The train appeared on the track, rushing closer, growing bigger. Just as Genevieve was about to open her mouth to let Gaven know, there was a rush of heat, and white light and the front of the train exploded in the darkness.

 

They were trying to rustle through the broken pieces in the darkness, lit only faintly by the burning embers of the wreck. Everything smelled of soot and burnt meat.

“There weren’t humans on this train was there?” she thought with horror.

“No,” said Gillian as he flipped over a burnt piece of wood. “The trains are used for cargo.”

In the darkness, Gen could see the faint outline of his dark cloak. He was the same age as Gavin, but where Gavin was muscular and tan, Gillian was pale, black haired and gaunt. The three G’s the others sometimes called them, and other things…but Genevieve was just happy to have friends. Being dead could be a lonely thing.
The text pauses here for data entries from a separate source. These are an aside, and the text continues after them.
PR #62, opened 2020-01-20
Fixpack to develop

maniax89:


examples/discovery-search-app/package.json
```diff
@@ -21,8 +21,8 @@
   },
   "dependencies": {
     "@carbon/icons": "^10.5.0",
-    "@ibm-watson/discovery-react-components": "^1.1.0-beta.15",
-    "@ibm-watson/discovery-styles": "^1.1.0-beta.6",
+    "@ibm-watson/discovery-react-components": "^1.0.7-rc.1",
+    "@ibm-watson/discovery-styles": "^1.0.7-rc.1",
```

Gaven came to stand by her then and she looked up at his shiny eyes. He grabbed her elbow suddenly, as a figure stepped out from the darkness in front of the simmering embers of the train wreck. She had momentarily forgot about the rest of the train, but its tail end still waiting in the darkness, white and silent, expecting.

“Oh, in-between-ers,” a voice hissed as it stepped closer. “This night just gets better and better.”

“Don’t come any closer,” said Gaven. “We are not here to fight you.”

“What are you here for then, if not to sabotage our plans?” said the voice, dark and raspy.

Gilian came up to stand on the other side of Genevieve. “We are here for answers,” he said. “There is no place for you here, demon.”

The figure laughed and Genevieve felt a chill in her heart. She could never be this evil. She felt a sudden feeling of hopelessness. Maybe she really was just a little girl after all. “I can feel your hopelessness, your distrust,” said the figure. He lowered the dark hood that he wore. Besides a chill, he stank of fire and fish. His face was all white, his eyes were completely black. He had no hair, and a thin black slash for a mouth. “Tell me, how goes your revolution?”

“Our business is none of yours,” said Genevieve as she held Gaven’s arm. “What are you doing here?”

The figure tilted his head towards the cold wind that blew through the trees and stirred the ash at his feet. A glowing piece of wood glowed orange and then caught on fire. He studied his claw-like fingernails. “I don’t waste my time talking to children. I wonder…does your master know your here?”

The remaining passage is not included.